Illustration by Lynn Klemmer
#0 15.09.2021
Editorial: Spirit is a Bone?
Mathieu Buchler
“When being as such, or thinghood, is predicated of Spirit, the true expression of this is that Spirit is, therefore, the same kind of being that a bone is. It must therefore be regarded as extremely important that the true expression has been found for the bare statement about Spirit–that it is. When in other respects it is said of Spirit that it is, that it has being, is a Thing, a single, separate reality, this is not intended to mean that it is something we can see or take in our hands or touch, and so on, but that is what is said; and what really is said is expressed by saying that the being of Spirit is a bone.” [1]

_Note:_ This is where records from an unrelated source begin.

PR #882, opened 2018-09-05
Remove free form JSON response

nerd0:
Currently if no placements are found a free formed JSON body is returned. It might be easier to just return a `404` which won't break the use of the `PlacementGetResponse` 

The other way to approach this would be to expose a `Result` field within the `PlacementGetResponse` as a `string` to provide informational status of responses.


src/query/api/v1/handler/placement/get_test.go
```diff
@@ -113,6 +113,5 @@ func TestPlacementGetHandler(t *testing.T) {
 
 	resp = w.Result()
 	body, _ = ioutil.ReadAll(resp.Body)
```
justinjc: I think metalint is complaining about this useless line now that we're not using it.

Issue #865, opened 2018-08-29
PromQL query returns unrelated series


sboschman:
As mentioned on Gitter, I run into some strange issue with queries against M3DB returning unrelated series. This results in Grafana throwing errors like "many-to-many matching not allowed" or "Multiple Series Error" on f.e. the default Prometheus node-exporter dashboard.

---

Prometheus: 2.3.2
M3Coordinator: 0.4.1 (running on the same host as prometheus)
M3DB: 0.4.1 (4 node cluster, 2 replicasets of 2 nodes each with 3 seednodes)
Prometheus config: read_recent: true

PromQL (latest value):
```
up{job="node-exporter",` instance="m3db-node04:9100"}
```
Result (omitted the values):
```
up{instance="m3db-node04:9100",job="node-exporter"}
```

---

PromQL (1 day window):
```
up{job="node-exporter",` instance="m3db-node04:9100"}[1d]
```
Result:
```
up{instance="m3db-node04:9100",job="node-exporter"}
node_memory_CmaFree_bytes{instance="m3db-node03:9100",job="node-exporter"}
```
Didn't expect to get a 'node_memory_CmaFree_bytes' serie, doesn't even match the instance...

---

PromQL (2 day window):
```
up{job="node-exporter",` instance="m3db-node04:9100"}[2d]
```
Result:
```
    up{instance="m3db-node04:9100",job="node-exporter"}
    node_network_transmit_packets_total{device="lo",instance="m3db-node04:9100",job="node-exporter"}
    node_memory_CmaFree_bytes{instance="m3db-node03:9100",job="node-exporter"}
    go_memstats_alloc_bytes{instance="m3db-node03:9100",job="node-exporter"}
```
These extra series have values up to 'now', so they are not old series or something.

---

PromQL (1 week window):
A total of 6 series show up.

---

PromQL (2 week window):
```
up
```
Result:
All the 'up' series show up (different instance tags ofc), but no other series.

---

I have two Prometheus instances scraping the same nodes. On the 2nd node I changed the config to `read_recent: false`. The 2nd node only shows the requested serie, as expected.

richardartoul:
@nikunjgit @robskillington Does one of you have an idea what might be going on here? I'm not really familiar with the Prometheus stuff

robskillington:
I'll look into this, might have something to do with the matchers and special characters (wonder if we're specifying regexp instead of exact match for some of the matchers we're sending to the index).

sboschman:
[...]

PR #883, opened 2018-09-05
Rework searchers to execute on a single reader

prateek:
The m3db index is composed of time based index blocks, each index block is a complete index for a particular time range. Each index block is composed of segments (from writes and/or bootstraps). m3ninx's searcher implementation assumed these segments did not share document ID ranges (by ID, I mean postings.ID; not []byte). This guarantee isn't possible with m3db, because we accept writes before we bootstrap (or after, in the case of topology changes). This PR relaxes the restriction -- it makes the query searchers operate on a segment at a time, instead of all the segments at once. This will work out better for query optimisation too. 

Fixes one of the issues in https://github.com/m3db/m3/issues/865


src/m3ninx/search/proptest/issue865_test.go
```diff
@@ -0,0 +1,251 @@
...
+	"github.com/m3db/m3/src/m3ninx/search/query"
+
+	"github.com/leanovate/gopter"
+	"github.com/leanovate/gopter/gen"
+	"github.com/leanovate/gopter/prop"
+	"github.com/stretchr/testify/require"
+)
+
+// NB(prateek): this test simulates the issues described in issue: https://github.com/m3db/m3/issues/865
+// tl;dr - the searcher code assumes the input readers had disjoint doc ID ranges; it caused issues when that
```
jeromefroe: Does this imply that the doc ID's can be reused? Or that a doc ID can exist in multiple segments?

PR #885, opened 2018-09-06
Add m3ninx query prop tests

prateek:
Pending:
- [x] address regexp anchoring issue for simple v fst segment 
- [x] gopter SliceOf reflection issue during query gen


src/m3ninx/index/regexp.go
```diff
@@ -0,0 +1,62 @@
...
+
+import (
+	"bytes"
+	re "regexp"
+
+	vregex "github.com/couchbase/vellum/regexp"
+)
+
+// CompileRegex compiles the provided regexp.
+func CompileRegex(r []byte) (CompiledRegex, error) {
```
robskillington: Hey as we briefly discussed, could we instead use validation and just ensure that callers have fully anchored their regexps?

It is more explicit that way, rather than coercing their regexps into being fully anchored.  

I don't mind too much either way, but that seems less magical just responding with an error saying "hey please fully anchor your regexp with "^pattern$".

src/m3ninx/index/segment/mem/reader.go
```diff
@@ -83,7 +84,11 @@ func (r *reader) MatchRegexp(field, regexp []byte, compiled index.CompiledRegex)
 	// with a postings list through a call to Docs will IDs greater than the maximum be
 	// filtered out.
 	compileRE := compiled.Simple
-	pl, err := r.segment.matchRegexp(field, regexp, compileRE)
+	if compileRE == nil {
+		return nil, errReaderNilRegex
+	}
+
+	pl, err := r.segment.matchRegexp(field, compileRE)
```
robskillington: nit: Instead perhaps just `return r.segment.matchRegexp(field, compileRE)`?

src/m3ninx/index/regexp.go
prateek: done in https://github.com/m3db/m3/pull/902

src/m3ninx/index/regexp.go
```diff
@@ -0,0 +1,62 @@
+// Copyright (c) 2017 Uber Technologies, Inc.
```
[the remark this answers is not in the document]
prateek: will do

src/m3ninx/index/segment/mem/reader.go
prateek: will do

src/m3ninx/search/proptest/prop_test.go
```diff
@@ -0,0 +1,147 @@
...
+	seed := time.Now().UnixNano()
+	parameters.MinSuccessfulTests = 100
+	parameters.MaxSize = 20
+	parameters.Rng = rand.New(rand.NewSource(seed))
+	properties := gopter.NewProperties(parameters)
+
+	simpleSeg := newTestMemSegment(t, lotsTestDocuments)
+	fstSeg := fst.ToTestSegment(t, simpleSeg, fstOptions)
+
+	properties.Property("Simple & FST Segments Query the same results", prop.ForAll(
```
robskillington: Ah nice, this is pretty great.

PR #887, opened 2018-09-06
Allow remote client only setup for query

nikunjgit:


src/query/server/server.go
```diff
@@ -357,6 +395,23 @@ func newStorages(
...
 }
 
+func remoteClient(
+	logger *zap.Logger,
+	cfg config.Configuration,
+) (storage.Storage, bool) {
+	if remotes := cfg.RPC.RemoteListenAddresses; len(remotes) > 0 {
+		client, err := tsdbRemote.NewGrpcClient(remotes)
+		if err != nil {
+			logger.Fatal("unable to start remote clients for addresses", zap.Any("error", err))
```
prateek: nit: don't Fatalf in subfunctions, pass the error back up and fatal in `main` or the top-level `Run`

src/query/server/server.go
```diff
@@ -319,6 +318,50 @@ func newDownsampler(
...
+		session := m3db.NewAsyncSession(func() (client.Client, error) {
+			return <-dbClientCh, nil
+		}, nil)
+		clusters, err = local.NewClusters(local.UnaggregatedClusterNamespaceDefinition{
+			NamespaceID: ident.StringID(localCfg.Namespace),
+			Session:     session,
+			Retention:   localCfg.Retention,
+		})
+		if err != nil {
+			logger.Fatal("unable to connect to clusters", zap.Any("error", err))
```
prateek: here as well

src/query/server/server.go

When Hegel writes this passage in his Phenomenology of Spirit on the subject of phrenological theories emerging in the late 18th and early 19th century, he intends to mark an intimate link between the abstract dimension of the human mind, i.e. of our capacity to indulge in conceptual reasoning, and the fact that all thinking is necessarily embedded, in some shape or form, in a material reality. And this not just in the sense that all thinking is always in some sense about a material world, but rather in the sense that thinking itself has a material dimension. Thinking is, it exists, it has a form, and this in two senses: it is as a plastic process taking place in a spatial world of things which it actively shapes and modulates, and it is ossified, situated in a particular objective location: the human skull.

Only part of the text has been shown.